If you are following the Linux graphics development it should be no news
to you that MESA 17.2 and Weston 3.0 have been released in the last
weeks. While those carry the usual improvements and bugfixes for a lot
of graphics hardware, they are a pretty important milestone for the
Etnaviv project: we finally have fully working Wayland support!
While Etnaviv, being just another hardware driver within MESA, inherited
all common support code like GBM and the Wayland EGL platform, which got
the compositor side working right with the initial merge, Wayland
applications haven't worked correctly up until now. While they
technically did work already, they were unusable as the window content
was only a scrambled mess. The reason for this is the tiled memory
layout the GPU is using for texturing and rendering. This article Gives
a nice in-depth explanation for those interested in the details.
That's actually a very common thing in 3D rendering with all modern GPUs
using this technique. So why didn't things work with Etnaviv? The "old"

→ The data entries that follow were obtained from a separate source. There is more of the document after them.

PR #795, opened 2026-08-11
Return a test run's results instead of scraping them out of its logs

Quenty:
A test run now returns a table with its verdict, test and suite counts, and a capped list of failed test names, instead of announcing a failing suite by throwing and leaving the counts to be scraped back out of log text that Open Cloud truncates on long runs. A script's return value travels to the CLI on ScriptRunResult.returnValues, filled in by the Open Cloud transport from the task's output.results and by the local transport from what the Studio bridge plugin marshals off the executed script. The field is absent rather than empty when a transport delivered no result at all, so a reader can tell "nothing came back" apart from "the script returned nothing" and fall back to log parsing only in the first case. This also corrects LuauTask.output, which claimed a { value?: string } wrapper that Open Cloud never sends.

No test scripts or scaffolding templates change here, so every package still returns nothing and every run still takes the log-scraping path it took before. Both readers require a jest report when no results came back, so a run they cannot read fails rather than passing quietly. Packages opt into returning their results one at a time, and get their counts back exactly when they do.

Because the plugin now walks values the script chose, the execute action marshals them defensively (raw traversal, cycle and depth caps, a node budget, markers for non-finite numbers and colliding keys) and each queued execute request runs under pcall — a throw in that window used to latch the queue for the rest of the Studio session, which no later request could recover from.

This supersedes #797, which GitHub would not let retarget main because it was locked as part of a stack.

Worth a separate look, same failure mode and out of scope here: query-data-model.luau's serializeValue has no nan/inf guard, so a NaN attribute encodes into a message the server cannot decode and the response is lost.

PR #796, opened 2026-08-11
refactor(nevermore-cli): split batch log parsing into tokenize then fold

Quenty:
Batch log parsing now classifies each log line into a token and folds the token list into per-package sections, instead of threading twelve mutable bindings through a single loop where the diagnostic counters also decided the parse. Per-package results are byte-for-byte the same; the first commit adds characterization tests that pin the previously untested behavior, and the second commit is the restructure. Two anomalies that used to pass silently are now warned about without changing any verdict: a second BEGIN arriving while a section is still open, and an END naming a slug that is not in this batch.

### DIFF
--- a/tools/nevermore-cli/src/utils/testing/parsers/batch-log-parser.test.ts
+++ b/tools/nevermore-cli/src/utils/testing/parsers/batch-log-parser.test.ts
@@ -151,6 +151,241 @@ describe('parseBatchTestLogs', () => {
     expect(result?.testCounts?.failed).toBe(0);
     expect(result?.tracebackCount).toBe(1);
   });
+
+  it('fails a section containing a traceback', () => {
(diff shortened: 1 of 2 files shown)


Quenty:
Cherry-picked into #795 (commits 60e95e6ed2 and 40b0ec9480), where the tokenize step is the substrate for rendering batch output line by line — every line becomes a token, so output between packages survives instead of being dropped at the old parse loop.

Two of the characterization tests here pinned wording that #795 deliberately changed: a failing suite now reaches the batch summary as a verdict carrying the runner's own reason, so 'the batch runner reported a Luau error' became that reason ('boom' in the one case, 'the batch runner reported this as failed' in the other). Everything else came over unchanged and all 42 tests pass alongside #795's.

protocols for sharing graphics buffers between application and
compositor/server, like DRI2 and wl_drm, did not include any way to
include buffer metadata like the used tiling layout, so all the mature
DRM drivers like Radeon, Nouveau and Intel have a side-channel to share
this information between different processes. Those drivers are
attaching the buffer metadata to the kernel side graphics buffers, which
works well as long as the userspace side and kernel buffers have a
direct 1:1 relationship. Modern graphics uses like Vulkan increasingly
move in a direction where a kernel side buffers are sub-divided into
several userspace buffers. As this means a single kernel buffer can
carry buffers with differing buffer metadata the side-channel starts to
breaks down.
As attaching the buffer metadata to the kernel side buffers seems to
have limited value in a modern graphics stack and would increase the API
between the Etnaviv kernel and userspace driver (which we would have to
support until the end of time due to the Linux kernel no regressions
rule), we decided against adding such a kernel-based solution for
Etnaviv. Instead we decided to piggy-back on the efforts undertaken by
Intel and Collabora to allow sharing the tiling information entirely in
userspace. This is done through so called "modifiers", which are
basically just 64bit enum values. The registry for the available
modifiers is located in the kernel, which makes it possible to use them
not only in the 3D stack, but also on the display side. Ben Widawsky
talked about how this used for end-to-end compression in the Intel graphics stack at XDC
a few days ago.
So what changed with Weston 3.0 and MESA 17.2?
Weston now implements the zwp_linux_dmabuf protocol in addition to the
wl_drm protocol. This allows to share buffers between the Wayland
application and the compositor using standard dma-buf file descriptors
and push all sorts of metadata describing the buffer content over the
Wayland protocol.
MESA uses this protocol when available to implement the buffer sharing
in the Wayland EGL platform.
Most of the work to enable this in Weston and MESA common code was done
by Collabora's Daniel Stone. Varad Gautam (also at Collabora) added
support for the modifiers at the Gallium interface level. As part of my
job at Pengutronix I helped to review the Gallium changes and added all
the necessary bits to the Etnaviv driver, which makes Etnaviv the first
Gallium driver to support the new way of sharing buffer metadata over
the Wayland protocol.
So those changes combined provide a fully working Wayland stack on the
platforms supported by the Etnaviv driver. And the best thing about
that? All the driver level support is being used unchanged to enable the
Android graphics stack on top of Etnaviv.